What Companies Can Do
- Treat Your Website Like It Matters
Even the engineers who build them admit that much of the process behind the answers that large language models provide remains a black box. What we do know is that these models draw from a vast and messy web of sources, each weighted and evaluated in different ways. And we know that one of the first places they go for company-specific information is the company’s own website.
That makes it critical for your site to be current, comprehensive and structured for machines as well as people. Use clear, direct language in formats that AI can easily process. Include invisible but essential elements like schema markup, which helps machines understand the meaning of your content, as well as structured metadata, which gives context to each page.
If your website content is outdated, AI will still repeat it. If it is buried or hard to parse, AI will look elsewhere. - Answer the Real Questions
Use SEO tools, search data and platform queries to understand what people are actually asking about your business. Then answer those questions directly on your site, in your bios and in your reports. Don’t assume positioning language is enough.
Companies have always been prone to talking to themselves—publishing the key messages they want to broadcast rather than addressing the questions their audiences actually want to know. Silence in an age of AI-generated summaries means someone else gets to define you, and algorithms will spread their version.
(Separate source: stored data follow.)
PR #6642, opened 2024-06-05
fix(sdk): remove redundant test constructs from construct tree

yoav-steinberg:
This relates to #3168

Our framework duplicates the test environment for each `test` statement. The environment includes the tests themselves, so the `cloud.Function` resources created for each test are duplicated for each test. So given n tests we have n^2 cloud functions. This blows up the number of resources. This PR removes the unused `Test` (`cloud.Function`) resources generated in each test environment making test deployment much faster.

## Checklist

- [ ] Tests added (always)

A little can go a long way. On sensitive issues involving workplace culture, for instance, we’ve seen that LLMs will often mention when a company acknowledges shortfalls and describe corrective measures leadership is taking. - Monitor the LLMs, Especially During Crises
Regularly test how you’re being described. Use different phrasing, across multiple platforms. Keep a record of inaccuracies, gaps or distortions.
This practice becomes even more important during a crisis—and even after it appears resolved. LLMs may continue surfacing outdated or misleading narratives after you’ve released a statement or addressed the issue in the press. The correction might exist, but that doesn’t guarantee AI systems will pick it up and weight it accordingly—and right now, there are few reliable ways to prompt them to do so. - Don’t Paint All LLMs with the Same Brush
Large language models vary, not just in how they are built but in what they are allowed to access. Some exclude major media outlets from their training data due to licensing restrictions. That means the high-profile story you worked hard to land may not show up in certain summaries.
This only raises the importance of publishing on your own website and pursuing coverage in sources these LLMs might be able to access, whether that is a trade publication, an industry blog or a well-indexed database. - Build AI-Literate Comms Teams
Your communications team should understand the basics of how AI systems parse, rank and synthesize content. What signals do they pick up? What formats do they favor? Where are they likely to go first?
We’ve already seen this play out in investor relations. When AI began analyzing earnings calls and transcripts, IR teams learned to adjust, making their content machine-readable, refining tone and structuring presentations for algorithmic parsing. That same mindset and discipline can be applied across all corporate content and communications. If AI-powered tools are the new first stop for stakeholders seeking answers, then companies need to account for that in every moment that matters.